The fallbacks chain and the model_unavailable retry behavior described in this section apply to pinned/deterministic dispatch only. Auto agents delegate availability and substitution to Copilot's model picker, so the fallback machinery and the model_unavailable failure-classification carve-out are not engaged for them.

fallbacks lists alternate models in preferred order, used when the primary is unavailable (rate-limited, capability-gated, or model removed from Copilot):

  • The first fallback is typically a same-family alternative (e.g., Claude Sonnet 4.6 → Claude Opus 4.8) preserving prompt compatibility.
  • The second is a cross-family alternative (e.g., Claude → GPT) accepting potentially larger behavior shifts in exchange for availability.

For the capable-reviewer role (used by CodeReviewer, PlanAuditor, and AssumptionVerifier), routing is tier-aware. For TRIVIAL, SMALL, and MEDIUM plans, the primary is Claude Sonnet 4.6 with GPT-5.4 and GPT-5.5 as fallbacks (cost_tier: medium). For LARGE plans, or when a high-impact unresolved risk_review entry forces an effective review tier of LARGE, the role default applies: primary is Claude Opus 4.8 with GPT-5.5 as first fallback (cost_tier: high). The Orchestrator resolves primary and fallbacks from governance/model-routing.json roles.capable-reviewer.by_tier[<effective_review_tier>]; it must not use any unconfigured model as a silent substitute, and must escalate to WAITING_APPROVAL when all configured models for the effective tier are unavailable. ExecutabilityVerifier-subagent is an intentional exception: it uses the review-readonly role with Claude Sonnet 4.6 as primary, regardless of tier.

The tier-aware capable-reviewer routing is enforced through the by_tier matrix in governance/model-routing.json. Generic fallback-list automation (passing an array of fallbacks for runtime execution) is not runtime-enforced today and remains future scope. The fallbacks list simply documents the intended chain so future routing logic can implement it deterministically without re-deriving safe substitutions. (Note: offline evals structurally validate these contracts but do not constitute live runtime proof of fallback execution.)

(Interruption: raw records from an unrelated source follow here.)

PR #1028, opened 2025-12-04
Update freeplay.md

jeremysilva1098:
Replace the loom link with an embedded youtube video


koverholt (approved):
Thanks for the update! ❤️ I switched it to use YouTube embed code so that it's more obvious that it's a clickable / playable video.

Reasoning Effort Hint (Advisory)

reasoning_effort_hint is an advisory-only metadata field added per-role as a sibling of primary, fallbacks, cost_tier, latency_tier, and consumers.

Allowed values

low | medium | high

Semantics

  • Consumers MAY use this hint to bias per-call reasoning effort (e.g., number of thinking tokens, chain-of-thought depth).
  • Consumers MUST ignore it safely if the value is unrecognized or if the underlying runtime does not support effort control.
  • The field is NOT passed through the delegation protocol and is NOT enforced at runtime.

Placement

The field lives at the per-role level, as a sibling of primary, fallbacks, cost_tier, latency_tier, and consumers. It is not placed inside by_tier sub-objects or consumers arrays.

"capable-planner": {
  "primary": "...",
  "fallbacks": [...],
  "cost_tier": "high",
  "latency_tier": "slow",
  "consumers": [...],
  "reasoning_effort_hint": "high",
  "by_tier": { ... }
}

Cross-references

  • Repository agent-engineering index: docs/agent-engineering/README.md (authored in Phase 10).
  • Drift detection: evals/validate.mjs, evals/scenarios/model-routing-alignment.json, and evals/scenarios/orchestrator-model-resolution.json.
  • Plan: plans/controlflow-comprehensive-revision-plan.md Phase 4.
  • Spike record: plans/artifacts/model-resolver/phase-1-spike.md.